Predictors of radioiodine (RAI)-avidity restoration for NTRK fusion-positive RAI-resistant metastatic thyroid cancers.

Eur Thyroid J

Departments of Medicine, Section of Endocrinology, Oncology, Pathology and Laboratory Medicine, Biochemistry and Molecular Biology and Arnie Charbonneau Cancer Institute, Cumming School of Medicine, University of Calgary, Calgary, Alberta, Canada.

Published: June 2024

Context: Two-thirds of metastatic differentiated thyroid cancer (DTC) patients have radioiodine (RAI)-resistant disease, resulting in poor prognosis and high mortality. For rare NTRK and RET fusion-positive metastatic, RAI-resistant thyroid cancers, variable success of re-induction of RAI avidity during treatment with NTRK or RET inhibitors has been reported.

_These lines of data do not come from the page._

PR #6919, opened 2024-12-08
[lexical-markdown] Refactor: Update regExpEnd optional type in MultilineElementTransformer

untilhamza:
[lexical-markdown] Refactor: Broaden regExpEnd optional type to boolean

## Description

**Current Behavior:**
In the [MultilineElementTransformer](cci:2://file:///Users/untilhamza/Developer/jenga-codelabs/lexical/packages/lexical-markdown/src/MarkdownTransformers.ts:76:0-206:48) interface, the `regExpEnd` property's `optional` field was unnecessarily restricted to only accept `true` as a value. This strict typing didn't provide any practical benefit and limited potential use cases where `false` might be a valid state.

**Changes:**
- Modified the type definition of `optional` in `regExpEnd` from `true` to `boolean`
- This change allows for more flexible usage of the optional flag
- Makes the type definition more intuitive and consistent with typical boolean flag patterns

Closes #[issue number]

### Before
The `regExpEnd` type was overly restrictive:
```typescript
regExpEnd?: RegExp | {
  optional?: true;  // Could only be true
  regExp: RegExp;
};
```

### After
The `regExpEnd` type now allows both true and false values:

```typescript
CopyInsert
regExpEnd?: RegExp | {
  optional?: boolean;  // Can be either true or false
  regExp: RegExp;
};
```

This change maintains backward compatibility while providing more flexibility in how the optional flag can be used.

### DIFF
--- a/packages/lexical-markdown/src/MarkdownTransformers.ts
+++ b/packages/lexical-markdown/src/MarkdownTransformers.ts
@@ -113,7 +113,7 @@ export type MultilineElementTransformer = {
          * Whether the end match is optional. If true, the end match is not required to match for the transformer to be triggered.
          * The entire text from regexpStart to the end of the document will then be matched.
          */
-        optional?: true;
+        optional?: boolean;
         regExp: RegExp;
       };
   /**


etrepum (commented):
The reason why you would use `optional?: true` is to make it clear that the default is false, and that there's no reason to specify it otherwise. I'm not sure this really has any benefit, there are other places in the code where an optional `true` is used as the type (such as `discrete?: true` and `skipTransforms?: true`), so if this change was desired I would expect that it would be done to the whole project. Does anyone else have opinions on this? @zurfyx @ivailop7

Case Presentation And Results: We report two cases with RAI-resistant lung metastases treated with larotrectinib: an 83-year-old male presenting with an ETV6::NTRK3 fusion-positive tumor with the TERT promoter mutation c.-124C>T, and a 31-year-old female presenting with a TPR::NTRK1 fusion-positive tumor (and negative for TERT promoter mutation). Post larotrectinib treatment, diagnostic I-123 whole body scan revealed unsuccessful RAI-uptake re-induction in the TERT-positive tumor, with a thyroid differentiation score (TDS) of -0.287. In contrast, the TERT-negative tumor exhibited successful I-131 reuptake with a TDS of -0.060.

Conclusion: As observed for RAI-resistance associated with concurrent TERT and BRAF mutations, the co-occurrence of TERT mutations and NTRK fusions may also contribute to re-sensitization failure.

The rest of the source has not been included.